======== Dataset excerpts

PR #148, opened 2026-06-04
Stop runs on session pages

grf53:
## Description
Once `POST /sessions/{id}/messages` fires a run, there was no way to interrupt — every client can only wait for the run to finish.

================

| Task to carry out |
The line containing "Stop runs on session pages" marks where to begin; copy it and every later line exactly, through the end of the data.

| Exercise response |
Stop runs on session pages

grf53:
## Description
Once `POST /sessions/{id}/messages` fires a run, there was no way to interrupt — every client can only wait for the run to finish.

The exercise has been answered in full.